In 1880, before leaving Glasgow Golf Club, Smith was the first winner of the Tennant Cup, believed to be the second oldest amateur stroke-play competition in the world.

He emigrated to Canada in 1881, in order to work at the Quebec Bank and immediately joined the Royal Quebec Golf Club.  In 1882 he relocated to Toronto where he joined the Toronto Golf Club.  According to golf historian James Barclay, he assumed the status as the premiere golfer in Ontario.

Golf career

1879 Open Championship
Smith returned to his hometown of St Andrews to play in The Open Championship in 1879. He tied for 27th with a score of 190 and was leading amateur.

1895 U.S. Open 
The 1895 U.S. Open was the first U.S. Open, held on Friday, October 4, at Newport Golf Club in Newport, Rhode Island. Horace Rawlins won the inaugural U.S. Open title, two strokes ahead of runner-up Willie Dunn. Canadian amateur Andrew Smith, who carded rounds of 90-86=176, finished tied for third place.

1896 U.S. Open
Smith, the Canadian amateur player, scored well on the Shinnecok Hills course. His rounds of 78-80=158 put him in a tie for third place. He did not win any prize money due to his amateur status.

Details of play
The 1896 U.S. Open was held July 18 at Shinnecock Hills Golf Club in Southampton, New York. James Foulis won his first U.S. Open title, three strokes ahead of runner-up Horace Rawlins, the defending champion. Like the first Open, it was a sideshow to the U.S. Amateur. However, there were 35 entrants and 28 finished the 36 holes.

Before play began, several players signed a petition stating that they would not play if John Shippen, an African-American, and Oscar Bunn, a Native American, were allowed to play. The petition was denied, however, and the players relented. Shippen, a caddie at Shinnecock Hills, shot an opening round of 78, which placed him just two back of leader Joe Lloyd. He was in a position to win the championship until an 11 on the 13th hole of the final round. He finished tied for 6th place. James Foulis, third-place finisher in the inaugural U.S. Open the year before, recorded rounds of 78-74 to prevail by three over defending champion Horace Rawlins.
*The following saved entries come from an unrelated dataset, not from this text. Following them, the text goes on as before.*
PR #302, opened 2020-02-20
Add --target option for specifying argument to `cabal repl`

Gabriel439:
90% of the time, when I want to customize `ghcid`'s behavior, it's to specify
an explicit target to `cabal repl`.  Usually I do so by providing
`--command 'cabal repl lib:foo'`, but we can simplify this to
`--target lib:foo` and also take advantage of other useful default
behaviors (like `--ghc-options=-fno-code`)

### DIFF
--- a/src/Ghcid.hs
+++ b/src/Ghcid.hs
@@ -8,7 +8,6 @@ import Control.Exception
 import System.IO.Error
 import Control.Applicative
 import Control.Monad.Extra
-import qualified Data.Foldable as Foldable
 import Data.List.Extra
 import Data.Maybe
 import Data.Ord
@@ -161,8 +160,7 @@ autoOptions o@Options{..}
               | ".ghci" `elem` files -> f ("ghci":opts) [curdir </> ".ghci"]
               | cabal /= [] ->
                   let useCabal =
-                          let prefix =
-                                  [ "cabal", "repl" ] ++ Foldable.toList target
+                          let prefix = [ "cabal", "repl" ] ++ maybeToList target
                               suffix = map ("--ghc-options=" ++) opts
                           in  prefix ++ suffix
                       useGHCI = "cabal exec -- ghci":opts
--- a/src/Ghcid.hs
+++ b/src/Ghcid.hs
@@ -8,6 +8,7 @@ import Control.Exception
 import System.IO.Error
 import Control.Applicative
 import Control.Monad.Extra
+import qualified Data.Foldable as Foldable
 import Data.List.Extra
 import Data.Maybe
 import Data.Ord
@@ -65,6 +66,7 @@ data Options = Options
     ,color :: ColorMode
     ,setup :: [String]
     ,allow_eval :: Bool
+    ,target :: Maybe String
     }
     deriving (Data,Typeable,Show)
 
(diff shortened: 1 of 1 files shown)


src/Ghcid.hs
```diff
@@ -156,7 +159,18 @@ autoOptions o@Options{..}
...
+                          let prefix =
+                                  [ "cabal", "repl" ] ++ Foldable.toList target
+
+                              suffix = map ("--ghc-options=" ++) opts
+
+                          in  prefix ++ suffix
+
+                      useGHCI = "cabal exec -- ghci":opts
+
+                  in  f (if null arguments then useCabal else useGHCI) cabal
```
ndmitchell: This section of the code now has a lot of vertical space. The blank lines between each line aren't needed. I do agree it was light on the whitespace before though!

src/Ghcid.hs
```diff
@@ -156,7 +159,18 @@ autoOptions o@Options{..}
                                 "stack exec --test --bench -- ghci" : opts
                 in f flags $ stack:cabal
               | ".ghci" `elem` files -> f ("ghci":opts) [curdir </> ".ghci"]
-              | cabal /= [] -> f (if null arguments then "cabal repl":map ("--ghc-options=" ++) opts else "cabal exec -- ghci":opts) cabal
+              | cabal /= [] ->
+                  let useCabal =
+                          let prefix =
+                                  [ "cabal", "repl" ] ++ Foldable.toList target
```
ndmitchell: I'd put this on one one. Better to use `maybeToList` rather than the more general Foldable.

src/Ghcid.hs
```diff
@@ -156,7 +159,18 @@ autoOptions o@Options{..}
...
+
+                              suffix = map ("--ghc-options=" ++) opts
+
+                          in  prefix ++ suffix
```
ndmitchell: I'd probably just write `let useCabal = ["cabal","repl"] ++ maybeToList target ++ map ("--ghc-options=" ++) opts`

ndmitchell:
Thanks! After this, I wonder if any arguments which match as a target should be automatically treated as target and follow the same logic?

basile-henry:
This looks like a great feature! Unfortunately I seem to be getting issues:

```
Warning: the following files would be used as linker inputs, but linking is not being done:
...
ghc: no input files
...
Command "cabal repl exe:project --ghc-options=-fno-code --ghc-options=-fno-break-on-exception --ghc-options=-fno-break-on-error --ghc-options=-v1 --ghc-options=-ferror-spans --ghc-options=-j" exited unexpectedly with error message:
```

By tweaking the command by hand it looks like the issue is `--ghc-options=-fno-code`. I guess it makes sense since my executable depends on the library in the same project.

I get this error consistently over several projects. Am I missing something? This seemed to be one of the selling points of this feature:

>  also take advantage of other useful default behaviors (like --ghc-options=-fno-code)

Maybe there are some other settings I can use to make this work?

Gabriel439:
@basile-henry: I probably missed that because I most commonly use `ghcid` on the `lib` target for a project (e.g. `--target lib:dhall`)

PR #308, opened 2020-03-13
Add convetional headers for Emacs package

vyorkin:
This PR adds a few headers for ghcid Emacs package which are required when using tools like [quelpa](https://github.com/quelpa/quelpa). For example, currently if you try to use `quelpa` + `use-package` to load the `ghcid` plugin:
```elisp
(use-package ghcid
  :after (haskell-mode)
  :quelpa
  (ghcid :fetcher url :url "https://raw.githubusercontent.com/ndmitchell/ghcid/master/plugins/emacs/ghcid.el")
  ...
  )
```
it will complain about missing headers:
```sh
Error getting PACKAGE-DESC: (error Package lacks a file header)
```
This PR provides a fix according to
https://www.gnu.org/software/emacs/manual/html_node/elisp/Library-Headers.html

(I hope that dates and copyrights are correct)

### DIFF
--- a/plugins/emacs/ghcid.el
+++ b/plugins/emacs/ghcid.el
@@ -1,9 +1,13 @@
 ;;; ghcid.el --- Really basic ghcid+stack support in emacs with compilation-mode -*- lexical-binding: t -*-
 
-;; Author: Neil Mitchell <ndmitchell@gmail.com>
-;; Maintainer: Neil Mitchell <ndmitchell@gmail.com>
+;; Author: Matthew Wraith <wraithm@gmail.com>
+;;         Yorick Sijsling
+;; Maintainer: Matthew Wraith <wraithm@gmail.com>
+;;             Yorick Sijsling
+;;             Vasiliy Yorkin <vasiliy.yorkin@gmail.com>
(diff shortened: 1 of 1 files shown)


ndmitchell:
Thanks. Not too fussed on the date. For version, I'd be tempted to say 1.0 or similar and version the emacs stuff separate from ghcid - they aren't really tied to each other. For maintainer and author, I am neither for this .el file. Happy to put your name, or look at the history of this on GitHub. However, if there's no one better, I'm ok with being the placeholder name for both.

vyorkin:
Got it, thanks, I've updated the names and version

plugins/emacs/ghcid.el
```diff
@@ -98,7 +114,7 @@ exactly. See `ghcid-mode'."
 
       (term-exec (ghcid-buffer-name)
            ghcid-process-name
-           "/bin/bash"
+           "/run/current-system/sw/bin/bash"
```
ndmitchell: Is this a deliberate change?

vyorkin: Oh, sorry, this is added by accident :)

ndmitchell:
Thanks!

PR #311, opened 2020-03-16
`--target` use with Stack

### LINKED ISSUE #297: Component Selection
Hi there, I'm a working Haskeller and use `ghcid` every day. It really improves my development experience, so I can't thank you enough for it.

`ghcid` can get confused when loading projects that have more than one `Main` module, say from having multiple `executable` sections, or even just a single exec and single `test-suite`. To get around this, I do:
```
ghcid --command "stack ghci --ghci-options=-fno-code --ghci-options=-fno-break-on-exception --ghci-options=-fno-break-on-error --ghci-options=-v1 --ghci-options=-ferror-spans --ghci-options=-j -- foo:lib foo:test:foo-tests"
```
The plethora of options I had to borrow from `ghcid`'s source code, since if you offer a custom `--command`, all of those are lost (relative to what a vanilla `ghcid` call loads on a simple project). I don't like this approach because it isn't as scalable, and also is at risk of drifting from what `ghcid` intends with the flags it would otherwise load itself.

My question is this: can we extend `ghcid` to offer the following usage?
```
ghcid foo:lib foo:test:foo-tests
```
where otherwise all the defaults are loaded? From `ghcid --help` I see that it can natively accept a single Module to load, but here I'm looking to load an entire component while avoiding arcane invocations. 

Please and thank you. I'm willing to help with such a PR if pointed in the right direction.

fosskers:
This PR enables `--target` to be used with stack-based projects. It also allows `--target` to be passed more than once, since `stack` can load multiple components. 

Closes #297

### DIFF
--- a/src/Ghcid.hs
+++ b/src/Ghcid.hs
@@ -104,7 +104,7 @@ options = cmdArgsMode $ Options
     ,color = Auto &= name "colour" &= name "color" &= opt Always &= typ "always/never/auto" &= help "Color output (defaults to when the terminal supports it)"
     ,setup = [] &= name "setup" &= typ "COMMAND" &= help "Setup commands to pass to ghci on stdin, usually :set <something>"
     ,allow_eval = False &= name "allow-eval" &= help "Execute REPL commands in comments"
-    ,target = Nothing &= typ "TARGET" &= help "Cabal target to build (e.g. lib:foo)"
+    ,target = Nothing &= typ "TARGET" &= help "Target Component to build (e.g. lib:foo for Cabal, foo:lib for Stack)"
     } &= verbosity &=
     program "ghcid" &= summary ("Auto reloading GHCi daemon v" ++ showVersion version)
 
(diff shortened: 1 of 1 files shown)


fosskers:
Perhaps this isn't 100%... I notice it loading everything twice when I first start up `ghcid`.

ndmitchell:
Thanks, looks good to me!

fosskers:
@ndmitchell do you know why I'd be seeing it load twice upon startup?

ndmitchell:
No idea! Are both loads into Ghci, or is one a compilation by Stack, followed by a load into Ghci? If it's two loads, then it may be stack loading the files, resetting something, and loading again. Does `stack ghci` in the same way load things twice?

fosskers:
Nope, only once.

ndmitchell:
No idea then, that does seem a bit odd. I'd welcome someone investigating, but probably not likely to do so myself. If you want, feel free to raise a separate bug report to so that we can accumulate our understanding of it.

ndmitchell:
I released 0.8.5 with this change included.

Issue #75, opened 2016-06-11
Colored output


talw:
It could be useful if ghcid had colored output.
Allows the eyes to parse those type check errors faster.

There is a solution for ghci, for example this script: https://github.com/rhysd/ghci-color.
However, this doesn't integrate readily with ghcid, at least not in a way I'm aware of.

Please excuse this issue if supporting such a feature is beyond the intended scope of ghcid, and perhaps the solution should be implemented externally. And if it is I'd appreciate a hint as to the form it should be implemented as.

ndmitchell:
It already has "coloured" output, it just so happens those two colours are normal and bold (aka light gray and bright white on most terminals). What were you thinking should be in different colors?

The relevant code would probably want to go near or in https://github.com/ndmitchell/ghcid/blob/master/src/Ghcid.hs#L226.

talw:
Oh of course, I did notice the bold parts, but I thought of something along the lines of:
https://wiki.haskell.org/wikiupload/a/ad/Coloured-error.png
But this depends on having the message parsed, or at least getting an AST output of something that parsed it.

ndmitchell:
I find that pretty ugly - highlighting instance and of despite not being keywords in this context, plus the general colour scheme seems to "bright". If we can come up with something that makes it easier to get at the relevant part of the error quickly that does seem useful though. I suspect that was done with just a lexer, not a full AST, so shouldn't be too hard to replicate if we do want to go that route.

talw:
You're right, I didn't refer to that exact coloring scheme, Just to the granularity level (not including marking non-keywords in different colors!)

Speaking of coloring scheme though, everyone has different backgrounds and color preferences, so I'm not so sure if there are sensible defaults we can use.
The approach you took with the bold was good in that regard, as it is neutral.

ndmitchell:
The question I'd like to consider first is what additional information would it helpful to highlight?

* File location? Perhaps, but it's always on the first line without indents, so in a way that's already clear.
* Brackets? Useful when matching brackets, but I rarely find that's the cause of an error in ghci (because you only really get the brackets out of the AST error messages, by which time you know they are correct)
* Literals? Again, these are correct by the time you see them in errors such as above.

talw:
The thing I thought would be helpful to highlight is basically type signatures.
Namely, the expected and actual type signatures, as they are the bread and butter when I'm fixing errors. I assume that's not just me.
[...]

PR #312, opened 2020-03-20
color output as suggested by #75

crvdgc:
Set file type to Haskell to enable syntax highlighting, as suggested by #75. Make this behavior default for vim.


ndmitchell:
Thanks! Looks totally plausible.

PR #317, opened 2020-05-16
Activate on startup

chrismwendt:
I thought `"activationEvents":["workspaceContains"]` would trigger
activation whenever a matching file was added/changed/removed. It turns
out that workspaceContains is only evaluated once on startup:

https://code.visualstudio.com/api/references/activation-events#workspaceContains

cc @ndmitchell

### DIFF
--- a/plugins/vscode/package.json
+++ b/plugins/vscode/package.json
@@ -18,10 +18,7 @@
         "Programming Languages",
         "Linters"
     ],
-    "activationEvents": [
-        "onCommand:extension.startGhcid",
-        "workspaceContains:**/ghcid.txt"
-    ],
+    "activationEvents": ["*"],
     "main": "./out/src/extension",
     "contributes": {
         "commands": [
--- a/plugins/vscode/package.json
+++ b/plugins/vscode/package.json
@@ -18,6 +18,10 @@
         "Programming Languages",
         "Linters"
     ],
+    "//": [
+        "Activate unconditionally on startup to register file watchers.",
+        "See https://github.com/ndmitchell/ghcid/pull/317"
+    ],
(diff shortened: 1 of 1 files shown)


ndmitchell:
Does this mean the extension is _always_ activated? I thought VS Code really didn't like it as such extensions slow down the program for everyone.

chrismwendt:
Correct, this means the extension will always activate on VS Code startup.

To see how expensive it is, I checked the "Developer: Show Running Extensions" command, which shows 5ms for ghcid. For comparison, most of my other extensions take 10-100ms, with Git taking 324ms.

The ghcid extension's emitted JS code is ~20KB, which I'd call "very small".

If this seems too expensive, there's one more alternative I can think of: add another command like "extension.startWatcher" and tell users to run that command if their command-line ghcid began created `ghcid.txt` after starting VS Code.

ndmitchell:
Could that reasoning and a link to this ticket go into the JSON file at this point, so we have the logic and reasoning recorded for everyone who asks the same question. I'm OK with starting at startup, as you mention, it's tiny.

chrismwendt:
Yup, according to https://stackoverflow.com/a/14221781/2061958 npm will ignore a `"//"` key at the root of package.json. Updated.

ndmitchell:
Cool. I guess a new release of the extension is a good idea?

chrismwendt:
Yep

ndmitchell:
0.3.1 now out with that fix. Should show up at https://marketplace.visualstudio.com/items?itemName=ndmitchell.haskell-ghcid shortly.

chrismwendt:
🎉 Confirmed it's working on 0.3.1 👌

PR #319, opened 2020-06-06
Allow eval multiline commands

akrmn:
The idea here is to extend `--allow-eval` to allow comments like 

```haskell
{- $>
data Foo = Bar | Baz
  deriving (Generic, Eq, Ord, Show)
<$ -}
```

to be picked up as commands by ghcid. The effect should be the same as typing

```haskell
:{
data Foo = Bar | Baz
  deriving (Generic, Eq, Ord, Show)
:}
```

in a ghci session.

### DIFF
--- a/src/Session.hs
+++ b/src/Session.hs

Foulis's 74 set a record that was not broken until 1903, after the rubber-core ball had come into use.

At , Shinnecock Hills played as the shortest course in U.S. Open history. Its next U.S. Open was 90 years later, in 1986, when Raymond Floyd won his fourth and final major.

1897 Open Championship
During a return home to Scotland in 1897, Smith (aged 49) entered The Open Championship at Hoylake. He tied for 49th place with a total of 365.

Death and legacy
Smith died in Toronto on 18 July 1901 and is buried in Strathroy, Middlesex, Ontario. He is remembered as a leading amateur player in North America and for having two top-3 finishes in the U.S. Open, in 1895 and again in 1896.

Results in major championships

Note: Smith played only in the U.S. Open Championship.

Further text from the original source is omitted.